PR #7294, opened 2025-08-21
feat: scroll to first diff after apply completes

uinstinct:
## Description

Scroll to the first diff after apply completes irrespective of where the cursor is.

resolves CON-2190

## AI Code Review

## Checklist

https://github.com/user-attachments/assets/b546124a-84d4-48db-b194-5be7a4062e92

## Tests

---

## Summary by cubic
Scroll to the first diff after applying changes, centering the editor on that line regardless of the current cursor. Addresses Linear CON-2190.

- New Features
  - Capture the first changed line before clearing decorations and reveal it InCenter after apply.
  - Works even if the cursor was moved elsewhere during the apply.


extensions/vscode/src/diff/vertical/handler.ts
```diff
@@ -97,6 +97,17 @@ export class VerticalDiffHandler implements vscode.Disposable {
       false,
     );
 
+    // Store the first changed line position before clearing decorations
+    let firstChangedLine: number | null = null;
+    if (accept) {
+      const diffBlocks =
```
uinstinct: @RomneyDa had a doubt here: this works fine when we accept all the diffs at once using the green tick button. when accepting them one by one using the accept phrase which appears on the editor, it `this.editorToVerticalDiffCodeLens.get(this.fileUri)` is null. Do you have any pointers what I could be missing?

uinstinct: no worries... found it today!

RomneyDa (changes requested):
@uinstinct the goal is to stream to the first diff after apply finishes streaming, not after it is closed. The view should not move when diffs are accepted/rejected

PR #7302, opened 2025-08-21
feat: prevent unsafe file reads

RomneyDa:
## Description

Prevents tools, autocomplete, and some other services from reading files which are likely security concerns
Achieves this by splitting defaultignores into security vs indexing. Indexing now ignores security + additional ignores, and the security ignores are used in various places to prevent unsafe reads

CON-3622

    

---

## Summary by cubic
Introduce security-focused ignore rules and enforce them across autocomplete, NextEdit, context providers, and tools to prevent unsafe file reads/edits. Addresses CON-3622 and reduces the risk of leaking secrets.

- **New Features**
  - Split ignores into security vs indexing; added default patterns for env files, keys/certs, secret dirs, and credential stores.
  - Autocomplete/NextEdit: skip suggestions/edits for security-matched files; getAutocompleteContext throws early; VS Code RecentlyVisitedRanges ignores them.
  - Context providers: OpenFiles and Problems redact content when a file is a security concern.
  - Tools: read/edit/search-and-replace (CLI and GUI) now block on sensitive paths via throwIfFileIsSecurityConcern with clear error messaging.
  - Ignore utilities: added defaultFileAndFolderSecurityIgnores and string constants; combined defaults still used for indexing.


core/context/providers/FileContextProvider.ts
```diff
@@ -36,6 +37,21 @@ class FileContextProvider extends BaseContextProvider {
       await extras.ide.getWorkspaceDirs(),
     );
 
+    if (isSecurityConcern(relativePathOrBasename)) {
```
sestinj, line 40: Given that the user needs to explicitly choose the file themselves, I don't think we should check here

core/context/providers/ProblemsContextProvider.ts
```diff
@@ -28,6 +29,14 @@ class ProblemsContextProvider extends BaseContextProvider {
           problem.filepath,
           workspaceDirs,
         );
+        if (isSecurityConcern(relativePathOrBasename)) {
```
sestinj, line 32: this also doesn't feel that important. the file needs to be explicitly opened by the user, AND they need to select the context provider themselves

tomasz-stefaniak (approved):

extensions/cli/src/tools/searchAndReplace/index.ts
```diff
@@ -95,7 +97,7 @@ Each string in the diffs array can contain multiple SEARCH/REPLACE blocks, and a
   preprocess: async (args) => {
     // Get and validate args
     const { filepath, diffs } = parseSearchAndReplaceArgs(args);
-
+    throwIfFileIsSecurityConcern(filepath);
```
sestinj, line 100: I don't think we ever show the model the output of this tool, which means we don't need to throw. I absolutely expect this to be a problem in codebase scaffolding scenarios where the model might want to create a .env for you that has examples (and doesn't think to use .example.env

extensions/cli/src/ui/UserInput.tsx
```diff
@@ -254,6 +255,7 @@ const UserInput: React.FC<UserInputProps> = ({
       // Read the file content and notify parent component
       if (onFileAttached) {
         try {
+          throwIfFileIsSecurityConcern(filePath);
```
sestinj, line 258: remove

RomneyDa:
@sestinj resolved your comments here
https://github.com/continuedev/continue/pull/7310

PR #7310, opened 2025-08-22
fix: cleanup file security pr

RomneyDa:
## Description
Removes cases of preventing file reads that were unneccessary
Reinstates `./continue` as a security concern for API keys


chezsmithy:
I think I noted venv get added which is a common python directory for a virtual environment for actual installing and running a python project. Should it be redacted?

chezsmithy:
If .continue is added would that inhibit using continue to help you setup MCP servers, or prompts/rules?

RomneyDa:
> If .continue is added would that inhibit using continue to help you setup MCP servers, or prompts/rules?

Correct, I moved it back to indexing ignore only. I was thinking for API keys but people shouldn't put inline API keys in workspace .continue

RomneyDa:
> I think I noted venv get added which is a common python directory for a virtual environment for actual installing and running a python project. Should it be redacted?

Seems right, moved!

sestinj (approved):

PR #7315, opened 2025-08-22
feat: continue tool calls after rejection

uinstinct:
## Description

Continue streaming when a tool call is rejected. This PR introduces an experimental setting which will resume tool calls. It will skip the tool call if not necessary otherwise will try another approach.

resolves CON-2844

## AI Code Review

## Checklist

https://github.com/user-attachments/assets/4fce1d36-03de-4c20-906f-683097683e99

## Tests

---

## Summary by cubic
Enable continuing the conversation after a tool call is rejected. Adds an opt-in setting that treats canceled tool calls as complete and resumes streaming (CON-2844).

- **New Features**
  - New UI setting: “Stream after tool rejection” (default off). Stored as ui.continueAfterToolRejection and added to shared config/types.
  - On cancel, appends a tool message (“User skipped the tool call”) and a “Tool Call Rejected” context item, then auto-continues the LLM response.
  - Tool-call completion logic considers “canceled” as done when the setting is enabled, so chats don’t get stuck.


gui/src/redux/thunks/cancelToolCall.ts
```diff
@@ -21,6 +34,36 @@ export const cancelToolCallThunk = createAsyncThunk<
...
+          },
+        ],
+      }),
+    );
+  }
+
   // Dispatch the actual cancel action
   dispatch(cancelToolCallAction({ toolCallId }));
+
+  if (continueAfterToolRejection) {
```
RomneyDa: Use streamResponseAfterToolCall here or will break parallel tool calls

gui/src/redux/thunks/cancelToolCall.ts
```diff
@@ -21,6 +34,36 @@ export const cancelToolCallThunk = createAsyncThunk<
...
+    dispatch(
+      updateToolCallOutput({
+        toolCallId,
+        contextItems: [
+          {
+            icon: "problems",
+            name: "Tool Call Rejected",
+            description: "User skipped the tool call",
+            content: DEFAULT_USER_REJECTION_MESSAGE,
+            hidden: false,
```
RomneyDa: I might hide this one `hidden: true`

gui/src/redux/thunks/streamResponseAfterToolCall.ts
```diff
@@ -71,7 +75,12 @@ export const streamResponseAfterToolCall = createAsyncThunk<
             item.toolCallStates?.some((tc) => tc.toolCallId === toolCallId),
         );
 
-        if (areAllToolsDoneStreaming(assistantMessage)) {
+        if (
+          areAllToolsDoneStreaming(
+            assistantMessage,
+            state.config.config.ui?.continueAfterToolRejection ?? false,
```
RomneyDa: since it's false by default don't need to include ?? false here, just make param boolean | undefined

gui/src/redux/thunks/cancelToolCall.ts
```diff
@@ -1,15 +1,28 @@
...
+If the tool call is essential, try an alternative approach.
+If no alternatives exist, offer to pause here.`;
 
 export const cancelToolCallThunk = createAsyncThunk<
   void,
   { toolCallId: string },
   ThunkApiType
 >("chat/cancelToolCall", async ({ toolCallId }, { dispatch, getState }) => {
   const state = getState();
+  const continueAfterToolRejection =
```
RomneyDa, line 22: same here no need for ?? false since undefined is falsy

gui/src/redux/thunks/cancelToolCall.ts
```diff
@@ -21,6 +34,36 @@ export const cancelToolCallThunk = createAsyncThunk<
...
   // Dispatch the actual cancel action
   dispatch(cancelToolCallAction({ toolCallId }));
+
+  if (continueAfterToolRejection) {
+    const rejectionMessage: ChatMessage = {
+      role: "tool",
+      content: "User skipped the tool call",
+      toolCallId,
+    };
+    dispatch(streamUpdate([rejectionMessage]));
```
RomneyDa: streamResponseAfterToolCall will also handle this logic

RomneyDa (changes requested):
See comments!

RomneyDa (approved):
···
Prompt: The lines to return begin at the first line of the records and end at the line holding "Prevents tools, autocomplete, and"; please return them exactly, including both, and nothing beyond.

Solution to this exercise:
PR #7294, opened 2025-08-21
feat: scroll to first diff after apply completes

uinstinct:
## Description

Scroll to the first diff after apply completes irrespective of where the cursor is.

resolves CON-2190

## AI Code Review

## Checklist

https://github.com/user-attachments/assets/b546124a-84d4-48db-b194-5be7a4062e92

## Tests

---

## Summary by cubic
Scroll to the first diff after applying changes, centering the editor on that line regardless of the current cursor. Addresses Linear CON-2190.

- New Features
  - Capture the first changed line before clearing decorations and reveal it InCenter after apply.
  - Works even if the cursor was moved elsewhere during the apply.


extensions/vscode/src/diff/vertical/handler.ts
```diff
@@ -97,6 +97,17 @@ export class VerticalDiffHandler implements vscode.Disposable {
       false,
     );
 
+    // Store the first changed line position before clearing decorations
+    let firstChangedLine: number | null = null;
+    if (accept) {
+      const diffBlocks =
```
uinstinct: @RomneyDa had a doubt here: this works fine when we accept all the diffs at once using the green tick button. when accepting them one by one using the accept phrase which appears on the editor, it `this.editorToVerticalDiffCodeLens.get(this.fileUri)` is null. Do you have any pointers what I could be missing?

uinstinct: no worries... found it today!

RomneyDa (changes requested):
@uinstinct the goal is to stream to the first diff after apply finishes streaming, not after it is closed. The view should not move when diffs are accepted/rejected

PR #7302, opened 2025-08-21
feat: prevent unsafe file reads

RomneyDa:
## Description

Prevents tools, autocomplete, and some other services from reading files which are likely security concerns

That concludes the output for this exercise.